Above all, it means showing value for money. Increased borrowing would not be a problem if government demonstrated efficiency in project execution, completing works on time and within budget. If corruption were curbed and waste reduced, investor confidence would deepen. The result would be lower yields, less crowding out, and cheaper credit for the private sector.
The long view
Uganda’s domestic debt journey is three decades old. In the 1990s, securities were tools to tame inflation. In the 2000s, they were modest supplements to donor inflows. Today, they are the backbone of fiscal financing. Tomorrow, they will be judged either as the burden that strangled growth or the foundation that sustained it.

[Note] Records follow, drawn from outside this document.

PR #488, opened 2021-04-21
Feature/add intermediate router

carpawell:
1. Add(implement) intermediate router for EigenTrust algorithm. 
2. Refactor `neofs-node/cmd/reputation` through dividing it onto subpkgs.
3. Implement `SendIntermediateResult` of GRPC server.
4. Add writing `GlocalTrust` results to contract directly.


pkg/services/reputation/common/deps.go
```diff
@@ -29,7 +29,7 @@ type Writer interface {
 	// Close operation.
 	//
 	// Write must not be called after Close.
-	Write(reputation.Trust) error
+	Write(Context, reputation.Trust) error
```
cthulhu-rider, line 32: Why do we need  `Context`? We have `WriterProvider` for this purpose.

pkg/services/reputation/eigentrust/storage/daughters/calls.go
```diff
@@ -52,13 +53,44 @@ func (x *Storage) DaughterTrusts(epoch uint64, daughter reputation.PeerID) (*Dau
 	return s.daughterTrusts(daughter)
 }
 
+// AllDaughterTrusts returns daughter iterator for the epoch.
+//
+// Returns false if there is no data for the epoch and daughter.
+func (x *Storage) AllDaughterTrusts(epoch uint64) (*daughterStorage, bool) {
```
cthulhu-rider: Exported method returns value of unexported type?

cmd/neofs-node/reputation/intermediate/consumers.go
```diff
@@ -0,0 +1,53 @@
...
+
+type ConsumerTrustWriter struct {
+	log     *logger.Logger
+	storage *consumerstorage.Storage
+}
+
+func (w *ConsumerTrustWriter) Write(ctx common.Context, t reputation.Trust) error {
+	eiCtx, ok := ctx.(eigencalc.Context)
+	if !ok {
+		return ErrIncorrectContext
```
cthulhu-rider, line 35: Seems not good, why do we restrict context?

pkg/services/reputation/local/storage/calls.go
```diff
@@ -40,14 +41,17 @@ type trustValue struct {
 // EpochTrustValueStorage represents storage of
 // the trust values by particular epoch.
 type EpochTrustValueStorage struct {
+	reputationcommon.ServerInfo
```
cthulhu-rider, line 44: Why do we need this?

pkg/services/reputation/eigentrust/calculator/deps.go
```diff
@@ -59,3 +59,9 @@ type IntermediateWriter interface {
 type IntermediateWriterProvider interface {
 	InitIntermediateWriter(Context) (IntermediateWriter, error)
 }
+
+// AlphaProvider must provide information about required
+// alpha parameter for eigen trust algorithm.
+type AlphaProvider interface {
+	EigenTrustAlpha() (float64, error)
```
cthulhu-rider, line 76: There are no other alphas, it can be just `Value` or `Get`.

pkg/services/reputation/common/deps.go
carpawell: since we try to use one router for `local` and `intermediate` purposes and - on the other hand - we want to use our local(mean "that repository") `Trust` struct, I decided to have some generalized "context" of the execution. if it is for intermediate usage - it must contain `Epoch()` and `I()` data, and intermediate controller must pass it

pkg/services/reputation/eigentrust/storage/daughters/calls.go
carpawell: outdated, was fixed yesterday

cmd/neofs-node/reputation/intermediate/consumers.go
carpawell: because intermediate `Trust`s have no sense without `I()` and `Epoch()` "context"

pkg/services/reputation/local/storage/calls.go
carpawell: after the addition `trusting` peer to `Trust` struct there was bug related to `Trust`s without(zero) `trusting` peer in storages

in fact, i think that it is not so necessary in that case, but to prevent potential bugs in the future, i suggest creating all local `Trust` with trusting peer(via ServerInfo in that case) always

it is used at 165 line

pkg/services/reputation/eigentrust/calculator/deps.go
carpawell: in fact i wrote it in such way, cause i was almost sure that we would be glad to store `Alpha` in global config so i named the method as it is used to be named in global config getters(e.g. `EigenTrustIterations`)

cmd/neofs-node/config.go
```diff
@@ -308,9 +314,15 @@ type cfgControlService struct {
...
 type cfgReputation struct {
+	workerPool util2.WorkerPool // pool for EigenTrust algorithm's iterations
+
 	localTrustStorage *truststorage.Storage
 
 	localTrustCtrl *trustcontroller.Controller
+
+	scriptHash util.Uint160
+
+	rptWrapper *rptwrapper.ClientWrapper
```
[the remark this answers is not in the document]
carpawell: hmm, i did it like it was done in containers, but forget to add init in `reputation` file. i think it's because i dont know should it be stored in cfg struct or not

i may add initialization in `reputation` file or just delete it. which one is better?

cmd/neofs-node/reputation/intermediate/consumers.go
cthulhu-rider: So we try to implement more detailed interface through more abstracted one, don't you think this is incorrect?

pkg/services/reputation/common/deps.go
cthulhu-rider: Initially I asked why the `Context` in the signature when it is passed through `InitWriter` in expected way?

cmd/neofs-node/reputation/intermediate/consumers.go
carpawell: found no better solution

there must be always `Epoch()` method, but for intermediate `I()` is also required. and for local `Trust` `I()` means nothing and does not exist

i look at this solution in the same way as i look at ctx with `passedRoute` unnecessary field. i may be wrong

cmd/neofs-node/config.go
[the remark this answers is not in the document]
alexvanin: I don't see usage of reputation contract wrapper outside of reputation components, so I think the better way is to remove wrapper from config.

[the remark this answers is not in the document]
carpawell: ok, deleted

pkg/services/reputation/common/deps.go
carpawell: got your question wrong.

i think that ctxs for `InitWriter` and `Write` are too different logically and in general *theoretically* may differ in practice(e.g. `passedRoute` may be same(received from one node through the same route) but received trusts are for different iterations)

there may be too much optional information if passed all through one ctx(may be just std `ctx`, may contain `passedRoute`, may have `Epoch`, may have `Iteration` and all this is optional). found it too complex

carpawell: and, by the way, think it is more traditional to pass context to func that communicates via network

cmd/neofs-node/reputation/intermediate/contract.go
```diff
@@ -0,0 +1,146 @@
...
+	apiTrust.SetValue(t.Value().Float64())
+	apiTrust.SetPeer(apiTrustedPeerID)
+
+	var managerPublicKey [33]byte
+	copy(managerPublicKey[:], fw.pubKey)
+
+	apiMangerPeerID := apireputation.NewPeerID()
+	apiMangerPeerID.SetPublicKey(managerPublicKey)
+
+	gTrust := apireputation.GlobalTrust{}
```
alexvanin, line 91: Use `apireputation.NewGlobalTrust()` there

carpawell: changed

pkg/services/reputation/local/storage/calls.go
carpawell: deleted

pkg/services/reputation/common/deps.go
carpawell: moved all ctx logic to `Init...` funcs. make `Write` methods ctx insensitive

pkg/services/reputation/common/router/calls.go
```diff
@@ -94,7 +94,7 @@ func (w *trustWriter) Write(t reputation.Trust) error {
 				continue
 			}
 
-			remoteWriter, err = provider.InitWriter(w.ctx)
+			remoteWriter, err = provider.InitWriter(w.ctx.Context)
```
cthulhu-rider, line 97: Just `w.ctx`

cthulhu-rider (approved):
General picture of the code is legitimate, I propose to merge it and edit it on the spot while debugging. @alexvanin

pkg/services/reputation/common/router/calls.go
carpawell: added commentary why this is necessary and `TODO` to think if the router can be done general without context cast

alexvanin (approved):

Kenya shows the danger of a deep market turned treadmill, where private borrowers are squeezed and lending rates remain high. Ethiopia shows the power of patriotic mobilisation, crowned by the September 2025 commissioning of GERD, but also the risks of overconcentration. Uganda must find its own balance.
The bond market will keep expanding, and coupons will keep falling due. The real test will be whether, in 10 years, we see power lines, factories and highways that justify the sacrifices — or only ballooning interest bills and a private sector starved of credit.
Borrowing from ourselves is neither inherently good nor bad. It is what we do with the money that matters. If government can show efficiency, curb corruption and deliver value, today’s debt could become tomorrow’s prosperity. If not, we risk mortgaging the future while suffocating the very entrepreneurs who should be building it.
Uganda is learning this lesson one auction at a time — and the GERD, flickering to life across the Nile in September 2025, stands as both inspiration and warning of what disciplined domestic financing can achieve.